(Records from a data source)
————
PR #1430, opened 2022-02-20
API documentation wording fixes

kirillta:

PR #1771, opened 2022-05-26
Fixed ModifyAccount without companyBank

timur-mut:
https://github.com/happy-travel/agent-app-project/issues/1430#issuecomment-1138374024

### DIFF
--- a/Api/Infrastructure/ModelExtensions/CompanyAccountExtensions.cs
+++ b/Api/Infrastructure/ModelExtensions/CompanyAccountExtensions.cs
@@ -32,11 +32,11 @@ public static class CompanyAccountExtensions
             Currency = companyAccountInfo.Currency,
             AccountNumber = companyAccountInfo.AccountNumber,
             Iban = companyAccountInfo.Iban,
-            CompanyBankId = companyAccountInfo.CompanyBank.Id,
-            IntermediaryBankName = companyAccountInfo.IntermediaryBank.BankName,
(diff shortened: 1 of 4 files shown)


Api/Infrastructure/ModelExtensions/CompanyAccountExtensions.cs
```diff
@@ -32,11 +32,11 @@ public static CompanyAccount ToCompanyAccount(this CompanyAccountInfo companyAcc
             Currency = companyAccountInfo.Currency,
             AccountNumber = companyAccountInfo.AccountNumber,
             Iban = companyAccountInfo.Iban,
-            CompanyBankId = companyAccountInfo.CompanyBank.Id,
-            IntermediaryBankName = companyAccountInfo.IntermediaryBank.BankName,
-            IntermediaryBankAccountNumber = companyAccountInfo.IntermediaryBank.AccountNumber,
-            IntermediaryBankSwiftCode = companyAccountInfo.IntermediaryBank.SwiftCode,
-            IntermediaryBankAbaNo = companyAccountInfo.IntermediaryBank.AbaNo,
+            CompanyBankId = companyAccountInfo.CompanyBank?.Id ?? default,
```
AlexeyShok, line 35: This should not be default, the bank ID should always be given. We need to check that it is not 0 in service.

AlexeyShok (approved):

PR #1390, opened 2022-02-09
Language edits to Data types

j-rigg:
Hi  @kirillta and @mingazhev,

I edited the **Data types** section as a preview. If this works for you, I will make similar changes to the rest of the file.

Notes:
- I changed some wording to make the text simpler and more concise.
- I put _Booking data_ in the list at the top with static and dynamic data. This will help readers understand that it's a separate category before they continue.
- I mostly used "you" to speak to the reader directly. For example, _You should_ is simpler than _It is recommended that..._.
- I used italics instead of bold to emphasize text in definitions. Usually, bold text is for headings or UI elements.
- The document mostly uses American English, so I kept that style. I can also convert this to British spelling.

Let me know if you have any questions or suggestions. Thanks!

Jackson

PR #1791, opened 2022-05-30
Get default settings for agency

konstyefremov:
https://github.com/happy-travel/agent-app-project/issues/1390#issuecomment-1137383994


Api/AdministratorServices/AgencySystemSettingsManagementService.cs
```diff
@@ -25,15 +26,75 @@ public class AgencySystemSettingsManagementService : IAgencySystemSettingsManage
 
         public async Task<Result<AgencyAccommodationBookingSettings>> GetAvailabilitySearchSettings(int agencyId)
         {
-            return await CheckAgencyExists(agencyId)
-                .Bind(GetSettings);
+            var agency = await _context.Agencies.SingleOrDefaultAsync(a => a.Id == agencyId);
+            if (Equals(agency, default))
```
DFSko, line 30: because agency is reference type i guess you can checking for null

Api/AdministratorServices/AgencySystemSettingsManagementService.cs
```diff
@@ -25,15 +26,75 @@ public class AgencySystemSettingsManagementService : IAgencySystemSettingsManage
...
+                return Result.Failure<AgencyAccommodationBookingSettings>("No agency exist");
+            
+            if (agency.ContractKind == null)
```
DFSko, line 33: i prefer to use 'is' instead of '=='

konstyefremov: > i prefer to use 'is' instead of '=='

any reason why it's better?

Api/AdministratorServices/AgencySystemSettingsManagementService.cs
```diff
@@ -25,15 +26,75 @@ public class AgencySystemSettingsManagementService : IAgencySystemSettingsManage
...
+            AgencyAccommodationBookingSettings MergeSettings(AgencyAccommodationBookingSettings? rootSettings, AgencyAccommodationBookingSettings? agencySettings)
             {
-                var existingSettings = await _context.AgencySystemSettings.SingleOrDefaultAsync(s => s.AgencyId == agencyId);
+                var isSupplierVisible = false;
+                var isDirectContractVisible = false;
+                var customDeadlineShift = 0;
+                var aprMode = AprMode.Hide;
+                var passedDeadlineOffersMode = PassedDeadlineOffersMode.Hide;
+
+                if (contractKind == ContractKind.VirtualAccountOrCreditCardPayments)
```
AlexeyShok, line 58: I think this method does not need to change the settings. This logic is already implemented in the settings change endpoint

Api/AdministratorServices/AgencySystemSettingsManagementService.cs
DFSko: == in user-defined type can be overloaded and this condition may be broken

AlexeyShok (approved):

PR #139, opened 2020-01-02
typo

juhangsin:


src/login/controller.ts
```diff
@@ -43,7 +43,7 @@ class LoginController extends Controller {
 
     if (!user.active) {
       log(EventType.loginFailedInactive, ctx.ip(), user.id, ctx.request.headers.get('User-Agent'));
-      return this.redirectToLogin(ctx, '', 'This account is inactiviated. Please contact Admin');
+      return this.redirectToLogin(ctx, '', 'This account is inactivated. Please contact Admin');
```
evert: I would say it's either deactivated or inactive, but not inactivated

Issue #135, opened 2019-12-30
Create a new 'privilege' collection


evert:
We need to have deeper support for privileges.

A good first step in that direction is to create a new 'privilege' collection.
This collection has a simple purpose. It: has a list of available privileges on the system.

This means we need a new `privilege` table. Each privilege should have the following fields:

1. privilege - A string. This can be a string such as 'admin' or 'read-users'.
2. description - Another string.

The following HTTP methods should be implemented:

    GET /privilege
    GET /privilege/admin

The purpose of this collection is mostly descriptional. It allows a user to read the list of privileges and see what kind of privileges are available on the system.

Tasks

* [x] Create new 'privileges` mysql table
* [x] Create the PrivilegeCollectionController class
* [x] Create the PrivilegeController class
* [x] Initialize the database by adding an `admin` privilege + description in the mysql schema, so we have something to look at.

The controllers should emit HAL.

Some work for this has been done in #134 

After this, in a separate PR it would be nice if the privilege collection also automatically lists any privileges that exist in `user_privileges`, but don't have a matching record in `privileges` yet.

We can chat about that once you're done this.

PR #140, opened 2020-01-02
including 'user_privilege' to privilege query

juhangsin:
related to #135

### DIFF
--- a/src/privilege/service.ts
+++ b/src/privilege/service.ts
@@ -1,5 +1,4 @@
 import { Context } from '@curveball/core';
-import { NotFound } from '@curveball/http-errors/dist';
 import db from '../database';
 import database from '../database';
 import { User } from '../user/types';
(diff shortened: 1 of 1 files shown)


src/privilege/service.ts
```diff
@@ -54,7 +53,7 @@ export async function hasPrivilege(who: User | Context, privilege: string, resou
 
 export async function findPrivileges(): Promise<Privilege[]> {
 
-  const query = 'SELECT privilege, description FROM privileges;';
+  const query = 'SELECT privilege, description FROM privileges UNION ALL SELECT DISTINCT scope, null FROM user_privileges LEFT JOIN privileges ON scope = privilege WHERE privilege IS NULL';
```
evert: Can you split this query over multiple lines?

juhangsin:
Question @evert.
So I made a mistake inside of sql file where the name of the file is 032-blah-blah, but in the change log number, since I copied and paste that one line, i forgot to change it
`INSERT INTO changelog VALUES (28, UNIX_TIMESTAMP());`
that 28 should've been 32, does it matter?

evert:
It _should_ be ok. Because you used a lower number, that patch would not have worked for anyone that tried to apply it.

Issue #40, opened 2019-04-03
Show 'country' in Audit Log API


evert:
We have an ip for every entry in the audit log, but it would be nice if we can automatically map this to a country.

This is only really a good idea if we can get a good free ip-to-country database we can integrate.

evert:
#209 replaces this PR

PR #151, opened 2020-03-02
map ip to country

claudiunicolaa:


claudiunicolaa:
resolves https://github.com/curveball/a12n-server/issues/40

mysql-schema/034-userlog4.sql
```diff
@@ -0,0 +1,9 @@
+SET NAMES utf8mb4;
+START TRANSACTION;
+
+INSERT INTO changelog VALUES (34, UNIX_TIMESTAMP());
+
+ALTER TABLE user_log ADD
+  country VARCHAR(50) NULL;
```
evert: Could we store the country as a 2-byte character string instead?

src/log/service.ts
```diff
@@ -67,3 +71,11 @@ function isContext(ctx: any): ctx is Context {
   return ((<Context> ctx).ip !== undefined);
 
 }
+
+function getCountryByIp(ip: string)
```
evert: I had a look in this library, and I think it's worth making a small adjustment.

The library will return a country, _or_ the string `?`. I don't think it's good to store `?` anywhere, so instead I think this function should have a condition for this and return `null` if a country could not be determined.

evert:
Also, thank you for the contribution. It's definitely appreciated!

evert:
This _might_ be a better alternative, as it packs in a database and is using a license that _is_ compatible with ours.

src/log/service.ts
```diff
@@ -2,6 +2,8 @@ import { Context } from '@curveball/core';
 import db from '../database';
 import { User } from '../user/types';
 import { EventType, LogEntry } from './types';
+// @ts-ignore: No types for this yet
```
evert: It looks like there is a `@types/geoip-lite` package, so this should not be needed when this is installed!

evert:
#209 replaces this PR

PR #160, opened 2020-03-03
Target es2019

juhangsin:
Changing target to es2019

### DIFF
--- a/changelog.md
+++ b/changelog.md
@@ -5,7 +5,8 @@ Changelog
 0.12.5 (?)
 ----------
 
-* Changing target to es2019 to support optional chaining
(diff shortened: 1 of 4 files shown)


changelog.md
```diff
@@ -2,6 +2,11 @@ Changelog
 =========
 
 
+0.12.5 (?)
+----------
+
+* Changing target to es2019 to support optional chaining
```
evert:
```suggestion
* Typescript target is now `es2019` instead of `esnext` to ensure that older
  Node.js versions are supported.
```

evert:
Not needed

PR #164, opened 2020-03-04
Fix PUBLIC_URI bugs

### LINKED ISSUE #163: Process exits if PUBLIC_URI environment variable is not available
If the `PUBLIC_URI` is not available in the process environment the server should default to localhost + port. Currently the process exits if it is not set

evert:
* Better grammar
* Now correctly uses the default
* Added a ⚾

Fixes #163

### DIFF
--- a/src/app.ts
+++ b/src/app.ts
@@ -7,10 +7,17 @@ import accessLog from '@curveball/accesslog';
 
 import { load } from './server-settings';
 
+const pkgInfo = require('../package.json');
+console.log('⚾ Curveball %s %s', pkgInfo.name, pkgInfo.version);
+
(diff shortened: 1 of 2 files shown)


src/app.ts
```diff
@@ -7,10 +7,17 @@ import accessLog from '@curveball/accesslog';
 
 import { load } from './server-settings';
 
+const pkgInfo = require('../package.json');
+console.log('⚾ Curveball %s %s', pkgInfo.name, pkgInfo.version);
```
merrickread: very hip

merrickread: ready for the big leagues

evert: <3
————
Each line of the entries above that contains "chaining" must be copied into the answer.

-* Changing target to es2019 to support optional chaining
+* Changing target to es2019 to support optional chaining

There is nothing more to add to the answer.